Equivariant 3D-Conditional Diffusion Models for Molecular Linker Design

TL;DR

This paper introduces DiffLinker, a novel E(3)-equivariant 3D diffusion model that designs molecular linkers connecting multiple fragments, automatically determining linker size and attachment points, improving diversity and applicability in drug discovery.

Contribution

The paper presents a new 3D-conditional diffusion model capable of linking multiple fragments and automatically determining linker properties, advancing molecular linker design methods.

Findings

Outperforms existing methods on standard datasets.

Generates more diverse and synthetically-accessible molecules.

Successfully applies to real-world protein pocket targeting.

Abstract

Fragment-based drug discovery has been an effective paradigm in early-stage drug development.

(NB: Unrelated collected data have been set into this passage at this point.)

PR #36270, opened 2023-06-23
GH-36251: [MATLAB] Add `Type` property to `arrow.array.Array`

### LINKED ISSUE #36251: [MATLAB] Add `Type` property to `arrow.array.Array` class

Now that we've the initial version of the `arrow.type.Type` class hierarchy, we should add a `Type` property to the `arrow.array.Array` base class. 

### Component(s)

MATLAB

sgilmore10:
### Rationale for this change

Now that we've added the `arrow.type.Type` class hierarchy to the interface, we should add a property named `Type` to the base `arrow.array.Array` class.

All concrete subclasses of the `arrow.array.Array` define a property named `Type`:

```matlab
>> a = arrow.array.Float64Array([1 2 3 4])

a = 

[
  1,
  2,
  3,
  4
]
>> a.Type

ans = 

  Float64Type with properties:

            ID: Float64
      BitWidth: 64
     NumFields: 0
    NumBuffers: 2
```

### Are these changes tested?
Yes, we added test cases in `hNumeric.m` and `tBooleanArray.m`.

Yes.

### Note

1. I noticed that the `tInt16Array.m` test class did not define the `NullSubstitutionValue` property. This meant the test class was abstract, so its tests were not running. That was my mistake. We'll think about ways to verify all the appropriate tests are running in CI.
2. As @kou mentioned, we think it may be worth creating "Type" C++ proxy classes, especially when we start implementing nested array types. For now, we'll leave them as MATLAB-only classes, but will probably change their implementation soon. 
3. Thank you to @kevingurney for the help!
* Closes: #36251

### DIFF
--- a/matlab/src/matlab/+arrow/+array/Array.m
+++ b/matlab/src/matlab/+arrow/+array/Array.m
@@ -1,21 +1,21 @@
+% Licensed to the Apache Software Foundation (ASF) under one or more
+% contributor license agreements.  See the NOTICE file distributed with
+% this work for additional information regarding copyright ownership.
+% The ASF licenses this file to you under the Apache License, Version
+% 2.0 (the "License"); you may not use this file except in compliance
+% with the License.  You may obtain a copy of the License at
+%
+%   http://www.apache.org/licenses/LICENSE-2.0
+%
+% Unless required by applicable law or agreed to in writing, software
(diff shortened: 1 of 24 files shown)


kou (approved):
+1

An open challenge in this area is designing linkers between disconnected molecular fragments of interest to obtain chemically-relevant candidate drug molecules. In this work, we propose DiffLinker, an E(3)-equivariant 3D-conditional diffusion model for molecular linker design. Given a set of disconnected fragments, our model places missing atoms in between and designs a molecule incorporating all the initial fragments. Unlike previous approaches that are only able to connect pairs of molecular fragments, our method can link an arbitrary number of fragments. Additionally, the model automatically determines the number of atoms in the linker and its attachment points to the input fragments. We demonstrate that DiffLinker outperforms other methods on the standard datasets generating more diverse and synthetically-accessible molecules. Besides, we experimentally test our method in real-world applications, showing that it can successfully generate valid linkers conditioned on target protein pockets.